* _What needs to be done_
From the entries that follow, list every line in which the string "opened" appears.

* _Information given_
------------------------------------------------------------------------

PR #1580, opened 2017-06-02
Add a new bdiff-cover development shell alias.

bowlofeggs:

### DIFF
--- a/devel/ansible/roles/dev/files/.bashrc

------------------------------------------------------------------------

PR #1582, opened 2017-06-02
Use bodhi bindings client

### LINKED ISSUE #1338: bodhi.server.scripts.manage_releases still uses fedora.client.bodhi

------------------------------------------------------------------------

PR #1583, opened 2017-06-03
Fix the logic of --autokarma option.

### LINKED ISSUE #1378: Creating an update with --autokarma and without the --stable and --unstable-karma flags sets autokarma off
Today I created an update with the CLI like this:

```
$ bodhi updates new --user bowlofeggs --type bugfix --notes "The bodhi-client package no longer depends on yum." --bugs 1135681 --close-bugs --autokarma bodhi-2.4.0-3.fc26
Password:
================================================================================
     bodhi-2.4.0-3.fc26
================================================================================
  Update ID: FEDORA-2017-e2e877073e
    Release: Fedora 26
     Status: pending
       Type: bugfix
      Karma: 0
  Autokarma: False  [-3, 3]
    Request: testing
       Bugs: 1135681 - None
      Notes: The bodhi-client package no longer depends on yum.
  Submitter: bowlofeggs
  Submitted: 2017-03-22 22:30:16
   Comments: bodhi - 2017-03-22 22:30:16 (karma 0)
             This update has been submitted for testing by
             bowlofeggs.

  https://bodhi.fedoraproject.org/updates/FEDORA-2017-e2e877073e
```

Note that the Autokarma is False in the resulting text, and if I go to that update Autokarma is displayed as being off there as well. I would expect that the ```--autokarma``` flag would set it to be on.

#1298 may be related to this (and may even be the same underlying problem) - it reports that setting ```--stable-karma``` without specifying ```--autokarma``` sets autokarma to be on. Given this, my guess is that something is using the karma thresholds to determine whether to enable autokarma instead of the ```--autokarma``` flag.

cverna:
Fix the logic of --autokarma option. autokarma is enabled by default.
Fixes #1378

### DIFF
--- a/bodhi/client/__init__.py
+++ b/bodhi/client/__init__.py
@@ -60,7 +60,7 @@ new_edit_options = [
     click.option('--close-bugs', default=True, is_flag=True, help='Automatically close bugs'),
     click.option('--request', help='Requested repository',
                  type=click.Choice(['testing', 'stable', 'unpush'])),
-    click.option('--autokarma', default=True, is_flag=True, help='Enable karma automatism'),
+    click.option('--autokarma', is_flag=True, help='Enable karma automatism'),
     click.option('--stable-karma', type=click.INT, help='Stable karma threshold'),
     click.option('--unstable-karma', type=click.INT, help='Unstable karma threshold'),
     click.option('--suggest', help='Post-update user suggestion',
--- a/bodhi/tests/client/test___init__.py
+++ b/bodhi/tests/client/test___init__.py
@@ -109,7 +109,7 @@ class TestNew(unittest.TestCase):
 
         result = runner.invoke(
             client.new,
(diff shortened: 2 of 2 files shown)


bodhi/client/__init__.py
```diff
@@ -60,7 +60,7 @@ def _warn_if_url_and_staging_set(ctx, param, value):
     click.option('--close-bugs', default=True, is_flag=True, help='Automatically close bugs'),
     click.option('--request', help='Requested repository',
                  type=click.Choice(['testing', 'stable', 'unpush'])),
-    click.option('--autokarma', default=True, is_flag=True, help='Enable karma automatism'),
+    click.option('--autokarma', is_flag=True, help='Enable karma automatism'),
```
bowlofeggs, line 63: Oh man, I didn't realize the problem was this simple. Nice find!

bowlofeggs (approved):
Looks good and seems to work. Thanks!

------------------------------------------------------------------------

* _Result_
PR #1580, opened 2017-06-02
PR #1582, opened 2017-06-02
PR #1583, opened 2017-06-03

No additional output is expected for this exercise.